100' is where I fish for them too, timber holes are good public numbers to start on.


----------



## Captdroot (Jan 18, 2012)

Bullshooter said:


> We have been catchin' em in 100-120 foot on limestone ledges. Best bait has been pinfish, of any size, even the dinky ones. They're worth their weight in gold for grouper.


*Red grouper like to eat big baits. Live "anything" works well: blue runners, bee liners, pin fish, squirrel fish (sand bass), and small sea bass (illegal to possess). Often you can catch more than one red grouper on the same bait. *

*Strange, how the govt can tell you what kind of hook to use and also tell you what you cannot put on that hook.
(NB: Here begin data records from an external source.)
PR #928, opened 2015-08-13
Check for allowed destination types + new destination type "service-specific"

Holdo:
Feature #2561 - Add check for allowed destination types + add new destination type "service-specific"

### DIFF
--- a/perun-core/src/main/java/cz/metacentrum/perun/core/api/ServicesManager.java
+++ b/perun-core/src/main/java/cz/metacentrum/perun/core/api/ServicesManager.java
@@ -22,6 +22,7 @@ import cz.metacentrum.perun.core.api.exceptions.ServiceNotExistsException;
 import cz.metacentrum.perun.core.api.exceptions.ServicesPackageExistsException;
 import cz.metacentrum.perun.core.api.exceptions.ServicesPackageNotExistsException;
 import cz.metacentrum.perun.core.api.exceptions.VoNotExistsException;
+import cz.metacentrum.perun.core.api.exceptions.WrongPatternException;
 
 /**
  * @author Michal Prochazka <michalp@ics.muni.cz>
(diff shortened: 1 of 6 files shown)


perun-core/src/main/java/cz/metacentrum/perun/core/impl/Utils.java
```diff
@@ -938,4 +938,18 @@ public static String cipherInput(String plainText, boolean decrypt) throws Inter
 
 	}
 
+	public static void checkDestinationType(Destination destination) throws WrongPatternException {
+		String destinationType = destination.getType();
+		if (
```
stavamichal: There seems to be too much tabulators in my opinion. Please use 1 instead of 2 or even 3.
And also there is probably no need to use new line on the row 943. You can inspire yourself in VoEntryManager on the line:97 method getAllVos.
Thank you.

perun-core/src/main/java/cz/metacentrum/perun/core/impl/Utils.java
```diff
@@ -938,4 +938,18 @@ public static String cipherInput(String plainText, boolean decrypt) throws Inter
 
 	}
 
+	public static void checkDestinationType(Destination destination) throws WrongPatternException {
```
stavamichal: Add there also possibility, that destination or type is null. Better than let throw NullPointerException.
You can throw InternalErrorException in this case.

perun-core/src/main/java/cz/metacentrum/perun/core/api/ServicesManager.java
```diff
@@ -570,7 +571,7 @@
 	 * @throws FacilityNotExistsException
 	 * @throws DestinationAlreadyAssignedException
```
stavamichal: Add new exception also to the javadoc of all changed methods.

Holdo:
Please check now.

Holdo:
Please check now.

PR #933, opened 2015-08-19
Added methods for sending SMS through Perun

jirmauritz:
- methods prepared in Utils class
- updated HttpClient library from Apache to version 4.5 since version 4.1 has communication problems with server sms.cesnet.cz


zlamalp:
Can you please update also perun-cabinet module so we don't have two versions of httpclient ? See its ```pom.xml```, ```CabinetServiceImpl``` and ```HttpServiceImpl```. Thank you.

jirmauritz:
Closed to update HttpClient in perun-cabinet module.

PR #939, opened 2015-08-24
Security Teams feature

ondrejvelisek:
+ two bug fixes


ondrejvelisek:
Change InternalErrorException to SecurityTeamAlreadyExists when security team with the same name already exists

When I was 18, I would have said, "That sort of thing will never happen". Can you imagine going to jail, for catching your legal limit of fish, but using a fish hook that is labled illegal? Or using an illegal baitfish? 
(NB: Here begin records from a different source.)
PR #940, opened 2015-08-24
Delete "attributes" attribute from ExtSource class

Holdo:
Feature #2567 - delete "attributes" attribute from ExtSource class

### DIFF
--- a/perun-base/src/main/java/cz/metacentrum/perun/core/api/ExtSource.java
+++ b/perun-base/src/main/java/cz/metacentrum/perun/core/api/ExtSource.java
@@ -12,11 +12,9 @@ public class ExtSource extends Auditable {
 
 	private String name;
 	private String type;
-	private Map<String, String> attributes;
 
 	public ExtSource() {
 		super();
-		attributes = new HashMap<>();
 	}
 
 	public ExtSource(int id, String name, String type) {
@@ -55,18 +53,6 @@ public class ExtSource extends Auditable {
 
 	public void setType(String type) {
 		this.type = type;
-	}
-
-	public Map<String, String> getAttributes() {
-		return attributes;
-	}
-
-	public void setAttributes(Map<String, String> attributes) {
-		this.attributes = attributes;
-	}
-
-	public void setAttribute(String attrName, String attrValue) {
-		this.attributes.put(attrName, attrValue);
 	}
 
 	@Override
--- a/perun-base/src/main/java/cz/metacentrum/perun/rpc/deserializer/JsonDeserializer.java
+++ b/perun-base/src/main/java/cz/metacentrum/perun/rpc/deserializer/JsonDeserializer.java
@@ -64,9 +64,6 @@ public class JsonDeserializer extends Deserializer {
 	@JsonIgnoreProperties({"shortName", "beanName"})
 	private interface GroupMixIn {}
 
-	@JsonIgnoreProperties({"attributes", "beanName"})
-	private interface ExtSourceMixIn {}
-
 	private interface MemberMixIn {
 		@JsonIgnore
 		void setStatus(String status);
@@ -93,7 +90,6 @@ public class JsonDeserializer extends Deserializer {
 		mapper.getDeserializationConfig().addMixInAnnotations(PerunException.class, PerunExceptionMixIn.class);
 		mapper.getDeserializationConfig().addMixInAnnotations(Destination.class, DestinationMixIn.class);
 		mapper.getDeserializationConfig().addMixInAnnotations(Group.class, GroupMixIn.class);
-		mapper.getDeserializationConfig().addMixInAnnotations(ExtSource.class, ExtSourceMixIn.class);
 
 		mapper.getDeserializationConfig().addMixInAnnotations(Application.class, PerunBeanMixIn.class);
 		mapper.getDeserializationConfig().addMixInAnnotations(ApplicationForm.class, PerunBeanMixIn.class);
--- a/perun-core/src/main/java/cz/metacentrum/perun/core/bl/ExtSourcesManagerBl.java
+++ b/perun-core/src/main/java/cz/metacentrum/perun/core/bl/ExtSourcesManagerBl.java
@@ -38,13 +38,14 @@ public interface ExtSourcesManagerBl {
 	 *
 	 * @param perunSession
 	 * @param extSource
+	 * @param attributes
 	 *
 	 * @return ExtSource object with newly associated ID.
 	 *
 	 * @throws InternalErrorException
 	 * @throws ExtSourceExistsException
 	 */
-	ExtSource createExtSource(PerunSession perunSession, ExtSource extSource) throws InternalErrorException, ExtSourceExistsException;
+	ExtSource createExtSource(PerunSession perunSession, ExtSource extSource, Map<String, String> attributes) throws InternalErrorException, ExtSourceExistsException;
 
 	/**
 	 * Deletes an external source.
@@ -202,7 +203,7 @@ public interface ExtSourcesManagerBl {
 	 * @throws CandidateNotExistsException
 	 * @throws ExtSourceUnsupportedOperationException
 	 */
-	Candidate getCandidate(PerunSession perunSession, ExtSource source, String login) throws InternalErrorException, ExtSourceNotExistsException, CandidateNotExistsException,ExtSourceUnsupportedOperationException;
+	Candidate getCandidate(PerunSession perunSession, ExtSource source, String login) throws InternalErrorException, ExtSourceNotExistsException, CandidateNotExistsException, ExtSourceUnsupportedOperationException;
 
 	/**
 	 * Get the candidate from subjectData where at least login must exists.
@@ -220,7 +221,7 @@ public interface ExtSourcesManagerBl {
 	 * @throws CandidateNotExistsException
 	 * @throws ExtSourceUnsupportedOperationException
 	 */
-	Candidate getCandidate(PerunSession perunSession, Map<String,String> subjectData ,ExtSource source, String login) throws InternalErrorException, ExtSourceNotExistsException, CandidateNotExistsException,ExtSourceUnsupportedOperationException;
+	Candidate getCandidate(PerunSession perunSession, Map<String,String> subjectData ,ExtSource source, String login) throws InternalErrorException, ExtSourceNotExistsException, CandidateNotExistsException, ExtSourceUnsupportedOperationException;
 
 	void checkExtSourceExists(PerunSession sess, ExtSource extSource) throws InternalErrorException, ExtSourceNotExistsException;
 
@@ -243,4 +244,12 @@ public interface ExtSourcesManagerBl {
 	 * @param sess
 	 */
 	void loadExtSourcesDefinitions(PerunSession sess);
+
+	/**
+	 * Gets attributes for external source.
+	 *
+	 * @param extSource	External Source
+	 * @return			Map of attributes for external source
+	 */
+	Map<String, String> getAttributes(ExtSource extSource);
 }
--- a/perun-core/src/main/java/cz/metacentrum/perun/core/bl/MembersManagerBl.java
+++ b/perun-core/src/main/java/cz/metacentrum/perun/core/bl/MembersManagerBl.java
@@ -121,7 +121,7 @@ public interface MembersManagerBl {
 	 */
 	public Member createMember(PerunSession sess, Vo vo, String extSourceName, String extSourceType, String login, Candidate candidate) throws InternalErrorException, WrongReferenceAttributeValueException, WrongAttributeValueException, AlreadyMemberException, ExtendMembershipException;
 
-/**
+	/**
 	 * Creates a new member and sets all member's attributes from the candidate.
 	 * It can be called in synchronous or asynchronous mode
 	 * Also stores the associated user if doesn't exist. This method is used by the registrar.
--- a/perun-core/src/main/java/cz/metacentrum/perun/core/blImpl/ExtSourcesManagerBlImpl.java
+++ b/perun-core/src/main/java/cz/metacentrum/perun/core/blImpl/ExtSourcesManagerBlImpl.java
@@ -56,9 +56,9 @@ public class ExtSourcesManagerBlImpl implements ExtSourcesManagerBl {
 		this.extSourcesManagerImpl.initialize(sess);
 	}
 
-	public ExtSource createExtSource(PerunSession sess, ExtSource extSource) throws InternalErrorException, ExtSourceExistsException {
+	public ExtSource createExtSource(PerunSession sess, ExtSource extSource, Map<String, String> attributes) throws InternalErrorException, ExtSourceExistsException {
 		getPerunBl().getAuditer().log(sess, "{} created.", extSource);
-		return getExtSourcesManagerImpl().createExtSource(sess, extSource);
+		return getExtSourcesManagerImpl().createExtSource(sess, extSource, attributes);
 	}
 
 	public void deleteExtSource(PerunSession sess, ExtSource extSource) throws InternalErrorException, ExtSourceAlreadyRemovedException {
@@ -107,7 +107,7 @@ public class ExtSourcesManagerBlImpl implements ExtSourcesManagerBl {
 			extSource.setName(extSourceName);
 			extSource.setType(extSourceType);
 			try {
-				return this.createExtSource(sess, extSource);
+				return this.createExtSource(sess, extSource, null);
 			} catch (ExtSourceExistsException e1) {
 				throw new ConsistencyErrorException("Creating existing extSource", e1);
 			}
@@ -187,7 +187,7 @@ public class ExtSourcesManagerBlImpl implements ExtSourcesManagerBl {
 	}
 
 	@Override
-	public Candidate getCandidate(PerunSession sess, ExtSource source, String login) throws InternalErrorException, ExtSourceNotExistsException, CandidateNotExistsException, ExtSourceUnsupportedOperationException  {
+	public Candidate getCandidate(PerunSession sess, ExtSource source, String login) throws InternalErrorException, ExtSourceNotExistsException, CandidateNotExistsException, ExtSourceUnsupportedOperationException {
 		// New Canddate
 		Candidate candidate = new Candidate();
 
@@ -281,7 +281,7 @@ public class ExtSourcesManagerBlImpl implements ExtSourcesManagerBl {
 						try {
 							// Create new one if not exists
 							additionalExtSource = new ExtSource(additionalExtSourceName, additionalExtSourceType);
-							additionalExtSource = getPerunBl().getExtSourcesManagerBl().createExtSource(sess, additionalExtSource);
+							additionalExtSource = getPerunBl().getExtSourcesManagerBl().createExtSource(sess, additionalExtSource, null);
 						} catch (ExtSourceExistsException e1) {
 							throw new ConsistencyErrorException("Creating existin extSource: " + additionalExtSourceName);
 						}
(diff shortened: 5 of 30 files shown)


perun-base/src/main/java/cz/metacentrum/perun/core/api/ExtSource.java
```diff
@@ -57,18 +55,6 @@ public void setType(String type) {
...
-		this.attributes = attributes;
-	}
-
-	public void setAttribute(String attrName, String attrValue) {
-		this.attributes.put(attrName, attrValue);
-	}
-
 	@Override
 	public String serializeToString() {
 		StringBuilder str = new StringBuilder();
```
Holdo: This is what I had to delete. Everything else is just about fixing the mess.

perun-core/src/main/java/cz/metacentrum/perun/core/blImpl/GroupsManagerBlImpl.java
```diff
@@ -1567,7 +1567,15 @@ public void run() {
...
+				try {
+					throw e;
+				} catch (PrivilegeException pe) {
+					//FIXME Don't know why, but this catch block for PrivilegeException must be here
+					failedDueToException = true;
+					exceptionMessage = "Cannot synchronize group ";
+					log.error(exceptionMessage + group, pe);
+					exceptionMessage+= "due to unexpected exception: " + pe.getClass().getName() + " => " + pe.getMessage();
+				}
 			} finally {
```
Holdo: I have no idea why the compiler forced me to add the "throw e" into a try block with PrivilegeException catching. It is catching the general Exception just few lines before. Exception extends PerunException, which extends PrivilegeException. No idea why the catching of the general Exception doesn't work for the PrivilegeException.

perun-base/src/main/java/cz/metacentrum/perun/rpc/deserializer/JsonDeserializer.java
```diff
@@ -64,9 +64,6 @@
 	@JsonIgnoreProperties({"shortName", "beanName"})
 	private interface GroupMixIn {}
 
-	@JsonIgnoreProperties({"attributes", "beanName"})
-	private interface ExtSourceMixIn {}
```
stavamichal: Do not remove all ExtSourceMixIn, just attributes. We still want to ignore beanName!

perun-core/src/main/java/cz/metacentrum/perun/core/bl/ExtSourcesManagerBl.java
```diff
@@ -19,6 +19,7 @@
 import cz.metacentrum.perun.core.api.exceptions.ExtSourceNotExistsException;
 import cz.metacentrum.perun.core.api.exceptions.ExtSourceUnsupportedOperationException;
 import cz.metacentrum.perun.core.api.exceptions.InternalErrorException;
+import cz.metacentrum.perun.core.api.exceptions.PrivilegeException;
```
stavamichal: Do not use Privilege Exception in other layers then Entry! This one is just for testing privileges in the entry layer for users using RPC of perun.

perun-core/src/main/java/cz/metacentrum/perun/core/bl/ExtSourcesManagerBl.java
```diff
@@ -243,4 +250,16 @@
...
+	 * Gets attributes for external source. Must be Perun Admin.
+	 *
+	 * @param extSource	External Source
+	 * @param sess		Current Session
+	 * @return			Map of attributes for external source
+	 * @throws ExtSourceNotExistsException
+	 * @throws InternalErrorException
+	 * @throws PrivilegeException
+	 */
+	Map<String, String> getAttributes(ExtSource extSource, PerunSession sess) throws InternalErrorException, PrivilegeException, ExtSourceNotExistsException;
```
stavamichal: Please add perun session always as first argument of method.

perun-core/src/main/java/cz/metacentrum/perun/core/bl/GroupsManagerBl.java
```diff
@@ -33,6 +33,7 @@
 import cz.metacentrum.perun.core.api.exceptions.NotGroupMemberException;
 import cz.metacentrum.perun.core.api.exceptions.NotMemberOfParentGroupException;
 import cz.metacentrum.perun.core.api.exceptions.ParentGroupNotExistsException;
+import cz.metacentrum.perun.core.api.exceptions.PrivilegeException;
```
stavamichal: Also there do not use Privilege Exception.

perun-core/src/main/java/cz/metacentrum/perun/core/bl/MembersManagerBl.java
```diff
@@ -24,6 +24,7 @@
 import cz.metacentrum.perun.core.api.exceptions.MemberNotExistsException;
 import cz.metacentrum.perun.core.api.exceptions.MemberNotValidYetException;
 import cz.metacentrum.perun.core.api.exceptions.ParentGroupNotExistsException;
+import cz.metacentrum.perun.core.api.exceptions.PrivilegeException;
```
stavamichal: Also there do not use Privilege Exception.

perun-core/src/main/java/cz/metacentrum/perun/core/bl/VosManagerBl.java
```diff
@@ -13,6 +13,7 @@
 import cz.metacentrum.perun.core.api.exceptions.AlreadyAdminException;
 import cz.metacentrum.perun.core.api.exceptions.GroupNotAdminException;
 import cz.metacentrum.perun.core.api.exceptions.InternalErrorException;
+import cz.metacentrum.perun.core.api.exceptions.PrivilegeException;
```
stavamichal: Also there do not use Privilege Exception.

perun-core/src/main/java/cz/metacentrum/perun/core/blImpl/ExtSourcesManagerBlImpl.java
```diff
@@ -27,6 +27,7 @@
 import cz.metacentrum.perun.core.api.exceptions.ExtSourceUnsupportedOperationException;
 import cz.metacentrum.perun.core.api.exceptions.InternalErrorException;
 import cz.metacentrum.perun.core.api.exceptions.ParserException;
+import cz.metacentrum.perun.core.api.exceptions.PrivilegeException;
```
stavamichal: Also there do not use Privilege Exception.

perun-core/src/main/java/cz/metacentrum/perun/core/blImpl/GroupsManagerBlImpl.java
stavamichal: This is really wierd and we don't want to do this there. Remove Privilege Exception from the body of this method and also from throws, we don't want to use it there.

perun-core/src/main/java/cz/metacentrum/perun/core/blImpl/MembersManagerBlImpl.java
```diff
@@ -53,6 +53,7 @@
 import cz.metacentrum.perun.core.api.exceptions.NotGroupMemberException;
 import cz.metacentrum.perun.core.api.exceptions.NotMemberOfParentGroupException;
 import cz.metacentrum.perun.core.api.exceptions.ParentGroupNotExistsException;
+import cz.metacentrum.perun.core.api.exceptions.PrivilegeException;
```
stavamichal: Also there do not use Privilege Exception.

perun-core/src/main/java/cz/metacentrum/perun/core/blImpl/PerunBlImpl.java
```diff
@@ -390,7 +391,7 @@ public void setSearcherBl(SearcherBl searcherBl) {
 	/**
 	 * Call managers' initialization methods
 	 */
-	public void initialize() throws InternalErrorException {
+	public void initialize() throws InternalErrorException, PrivilegeException {
```
stavamichal: Also there do not use Privilege Exception.

perun-core/src/main/java/cz/metacentrum/perun/core/blImpl/VosManagerBlImpl.java
```diff
@@ -34,6 +34,7 @@
 import cz.metacentrum.perun.core.api.exceptions.InternalErrorException;
 import cz.metacentrum.perun.core.api.exceptions.LoginNotExistsException;
 import cz.metacentrum.perun.core.api.exceptions.MemberNotExistsException;
+import cz.metacentrum.perun.core.api.exceptions.PrivilegeException;
```
stavamichal: Also there do not use Privilege Exception.

perun-core/src/main/java/cz/metacentrum/perun/core/impl/ExtSourceCSV.java
```diff
@@ -282,4 +287,13 @@ private boolean compareRowToQuery(String[] row, String query) throws InternalErr
         }
         return lineAsMap;
     }
+
+	protected Map<String,String> getAttributes(ExtSource extSource) {
```
stavamichal: This is just the copy of the same method in every ExtSource, better use the one in BlImpl of ExtSource manager. If needed, let Spring to fill object perun to these extSources and call it by perun.getExtSourcesManagerBl....

perun-core/src/main/java/cz/metacentrum/perun/core/impl/ExtSourcesManagerImpl.java
```diff
@@ -39,6 +40,7 @@
 import cz.metacentrum.perun.core.api.exceptions.ExtSourceNotExistsException;
 import cz.metacentrum.perun.core.api.exceptions.InternalErrorException;
 import cz.metacentrum.perun.core.api.exceptions.rt.InternalErrorRuntimeException;
+import cz.metacentrum.perun.core.api.exceptions.PrivilegeException;
```
stavamichal: Also there do not use Privilege Exception.

perun-core/src/main/java/cz/metacentrum/perun/core/implApi/ExtSourcesManagerImplApi.java
```diff
@@ -12,6 +13,7 @@
 import cz.metacentrum.perun.core.api.exceptions.ExtSourceNotAssignedException;
 import cz.metacentrum.perun.core.api.exceptions.ExtSourceNotExistsException;
 import cz.metacentrum.perun.core.api.exceptions.InternalErrorException;
+import cz.metacentrum.perun.core.api.exceptions.PrivilegeException;
```
stavamichal: Also there do not use Privilege Exception.

perun-core/src/test/java/cz/metacentrum/perun/core/api/AuthzResolverIntegrationTest.java
```diff
@@ -286,7 +286,7 @@ private Candidate setUpCandidate() {
 
 	}
 
-	private Member createSomeMember(final Vo createdVo) throws ExtendMembershipException, AlreadyMemberException, WrongAttributeValueException, WrongReferenceAttributeValueException, InternalErrorException {
+	private Member createSomeMember(final Vo createdVo) throws ExtendMembershipException, AlreadyMemberException, WrongAttributeValueException, WrongReferenceAttributeValueException, InternalErrorException, PrivilegeException {
```
stavamichal: Also there do not use Privilege Exception. You are calling Bl method so no need throw Privilege Exception at all.

Holdo:
Fixed, please check

perun-core/src/main/java/cz/metacentrum/perun/core/impl/ExtSourcesManagerImpl.java
```diff
@@ -138,10 +139,9 @@ public ExtSource createExtSource(PerunSession sess, ExtSource extSource) throws
 			es.setId(extSource.getId());
 			es.setName(extSource.getName());
 			es.setType(extSource.getType());
-			es.setAttributes(extSource.getAttributes());
 
 			// Now store the attributes
-			Map<String, String> attributes = extSource.getAttributes();
+			Map<String, String> attributes = getAttributes(extSource);
```
stavamichal: This  is not correct. These attributes do not exists before creating extSource. We need to save them separately. For example in method createExtSource use Map<String,String> attributes like argument. And then save them to DB there.

perun-core/src/main/java/cz/metacentrum/perun/core/impl/ExtSourcesManagerImpl.java
```diff
@@ -207,16 +207,16 @@ private void updateExtSource(PerunSession sess, ExtSource extSource) throws Inte
 		}
 
 		// Check the attributes
-		if (!extSourceDb.getAttributes().equals(extSource.getAttributes())) {
+		if (!getAttributes(extSourceDb).equals(getAttributes(extSource))) {
```
stavamichal: There must be DB vs local data in argument. This is DB vs DB data.

Holdo:
Added Map<String, String> attributes parameter for methods from last two comments. Some tests needed to be adjusted.

perun-core/src/main/java/cz/metacentrum/perun/core/blImpl/ExtSourcesManagerBlImpl.java
```diff
@@ -281,7 +281,7 @@ public Candidate getCandidate(PerunSession sess, ExtSource source, String login)
 						try {
 							// Create new one if not exists
 							additionalExtSource = new ExtSource(additionalExtSourceName, additionalExtSourceType);
-							additionalExtSource = getPerunBl().getExtSourcesManagerBl().createExtSource(sess, additionalExtSource);
+							additionalExtSource = getPerunBl().getExtSourcesManagerBl().createExtSource(sess, additionalExtSource, attributes);
```
stavamichal: These attributes are not extSource attributes. They are attributes of new candidate. There must be null.

perun-core/src/main/java/cz/metacentrum/perun/core/blImpl/ExtSourcesManagerBlImpl.java
```diff
@@ -386,7 +386,7 @@ public Candidate getCandidate(PerunSession perunSession, Map<String,String> subj
 						try {
 							// Create new one if not exists
 							additionalExtSource = new ExtSource(additionalExtSourceName, additionalExtSourceType);
-							additionalExtSource = getPerunBl().getExtSourcesManagerBl().createExtSource(perunSession, additionalExtSource);
+							additionalExtSource = getPerunBl().getExtSourcesManagerBl().createExtSource(perunSession, additionalExtSource, attributes);
```
stavamichal: These attributes are not extSource attributes. They are attributes of new candidate. There must be null.

perun-core/src/main/java/cz/metacentrum/perun/core/impl/ExtSourcesManagerImpl.java
```diff
@@ -207,16 +206,16 @@ private void updateExtSource(PerunSession sess, ExtSource extSource) throws Inte
...
-		if (!extSourceDb.getAttributes().equals(extSource.getAttributes())) {
+		if (!getAttributes(extSourceDb).equals(attributes)) {
 			log.debug("There is a change in the extSource attributes");
-			try {
+				try {
 				// Firstly delete all attributes, then store new ones
 				jdbc.update("delete from ext_sources_attributes where ext_sources_id=?", extSource.getId());
 
-				for (String attrName: extSource.getAttributes().keySet()) {
+				for (String attrName: getAttributes(extSource).keySet()) {
```
stavamichal: This is not correct. You already deleted all attributes from DB. Now you need to add new attributes from map in parameter of method.

perun-core/src/main/java/cz/metacentrum/perun/core/impl/ExtSourcesManagerImpl.java
```diff
@@ -207,16 +206,16 @@ private void updateExtSource(PerunSession sess, ExtSource extSource) throws Inte
...
 					jdbc.update("insert into ext_sources_attributes (ext_sources_id, attr_name, attr_value, created_by, created_at, modified_by, modified_at, created_by_uid, modified_by_uid) " +
 							"values (?,?,?,?," + Compatibility.getSysdate() + ",?," + Compatibility.getSysdate() + ",?,?)", extSource.getId(), attrName,
-							extSource.getAttributes().get(attrName), sess.getPerunPrincipal().getActor(), sess.getPerunPrincipal().getActor(), sess.getPerunPrincipal().getUserId(),
+							getAttributes(extSource).get(attrName), sess.getPerunPrincipal().getActor(), sess.getPerunPrincipal().getActor(), sess.getPerunPrincipal().getUserId(),
```
stavamichal: Use attribute from map instead of not existing attribute from database.

Holdo:
Fixed, please review

perun-core/src/main/java/cz/metacentrum/perun/core/impl/ExtSourcesManagerImpl.java
```diff
@@ -207,16 +206,16 @@ private void updateExtSource(PerunSession sess, ExtSource extSource) throws Inte
 		}
 
 		// Check the attributes
-		if (!extSourceDb.getAttributes().equals(extSource.getAttributes())) {
+		if (!getAttributes(extSourceDb).equals(attributes)) {
 			log.debug("There is a change in the extSource attributes");
-			try {
+				try {
```
stavamichal: Indentation here is not correct.

perun-core/src/main/resources/perun-core.xml
```diff
@@ -270,6 +270,25 @@ http://www.springframework.org/schema/aop http://www.springframework.org/schema/
 		<constructor-arg ref="perun" />
 	</bean>
 
+    <bean id="extSourceCSV" class="cz.metacentrum.perun.core.impl.ExtSourceCSV">
```
zlamalp: Hi, Spring somehow doesn't like it on run-time causing null pointer exception. Please change all new extSource beans like this:
```xml
<bean class="cz.metacentrum.perun.core.impl.ExtSourceLdap" factory-method="setPerunBlImpl">
	<constructor-arg ref="perun" />
</bean>
```
It's a little hack, which makes spring call static method. Notice removed *id* which is not necessary if bean is not used anywhere else for inclusion. Also code part in each ExtSource class needs to be changed to this:

```java
private static PerunBlImpl perunBl;

// filled by spring (perun-core.xml)
public static PerunBlImpl setPerunBlImpl(PerunBlImpl perun) {
	perunBl = perun;
	return perun;
}
```
Thank you.

perun-core/src/main/java/cz/metacentrum/perun/core/impl/ExtSourcesManagerImpl.java
```diff
@@ -207,16 +206,16 @@ private void updateExtSource(PerunSession sess, ExtSource extSource) throws Inte
 		}
 
 		// Check the attributes
-		if (!extSourceDb.getAttributes().equals(extSource.getAttributes())) {
+		if (!getAttributes(extSourceDb).equals(attributes)) {
 			log.debug("There is a change in the extSource attributes");
```
zlamalp: I know, this is an unchanged log message, but can you add ExtSource object to tell, for which attributes has changed. Thanks.
```java
log.debug("There is a change in attributes for {}", extSource);
```

perun-core/src/main/java/cz/metacentrum/perun/core/impl/ExtSourcesManagerImpl.java
```diff
@@ -514,4 +504,13 @@ public boolean extSourceExists(PerunSession perunSession, ExtSource extSource) t
 	public void checkExtSourceExists(PerunSession perunSession, ExtSource es) throws InternalErrorException, ExtSourceNotExistsException {
 		if(!extSourceExists(perunSession, es)) throw new ExtSourceNotExistsException("ExtSource: " + es);
 	}
+
+	public Map<String,String> getAttributes(ExtSource extSource) {
+		Map<String, String> attributes = new HashMap<>();
+		SqlRowSet srs = jdbc.queryForRowSet("select attr_name, attr_value from ext_sources_attributes where ext_sources_id = " + extSource.getId());
```
zlamalp: Using ``queryForRowSet()`` is unsafe for HSQL DB (used in tests), since it by default doesn't publish renamed column names. I know, columns are not renamed in this sql query, but we should use standard ``jdbc.query()``. You can select multiple-lines as one object using own ``ResultSetExtractor`` and implementing its ``extractData()`` method. See e.g. ``AttributeRightsExtractor`` defined inside ``AttributesManagerImpl``. Thanks.

Holdo:
Fixed again :smile:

While fishing in the big bend area, I have recently released several throat hooked short (less than 20") red grouper............ that likely died and fed some crabs. All were caught on legal "circle hooks". God bless the regulators and their wisdom.
*


----------



## bigrick (Sep 29, 2010)

I've always caught them on big pinfish or other similar things I'm not legally allowed to mention. J hooks are illegal? or are you talking about treble.


----------



## Bullshooter (Oct 5, 2007)

Used to be we only caught red grouper east and southeast of the Pass, but they seem to be showing up in spots where we used to catch only gags. I guess where the gags are fished out, the reds have moved in. And yes, j-hooks for bottom fishing are illegal! We've gotten bites on all kinds of live bait, but the pinfish have accounted for our biggest ones this year. I once pulled the hook on a nice grouper on a live white snapper, then caught a nice keeper on the dead remainder, handed the rod off to my buddy Don, and he caught his biggest red grouper ever on the same, very dead, white snapper. I've even caught one that had a hook we broke off on earlier in the morning of the same trip.


----------



## bigrick (Sep 29, 2010)

is fishing with white snapper illegal?


----------



## lobsterman (Sep 30, 2007)

bigrick said:


> is fishing with white snapper illegal?


Enjoy it while you can, pretty soon fishing period will be illegal.


----------